→ EXERCISE PROMPT
Your answer should be an exact copy of every record.

→ ENTRIES SHOWN
PR #1875, opened 2017-03-07
Fixes rendering on ao landing page

noahmanger:
https://fec-stage-proxy.18f.gov/data/legal/advisory-opinions/ is currently failing because this view and template hadn't been refactored to account for the new AO schema. This makes the necessary fix. 

cc @vrajmohan


vrajmohan:
Good catch!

→ THE ANSWER
PR #1875, opened 2017-03-07
Fixes rendering on ao landing page

noahmanger:
https://fec-stage-proxy.18f.gov/data/legal/advisory-opinions/ is currently failing because this view and template hadn't been refactored to account for the new AO schema. This makes the necessary fix. 

cc @vrajmohan


vrajmohan:
Good catch!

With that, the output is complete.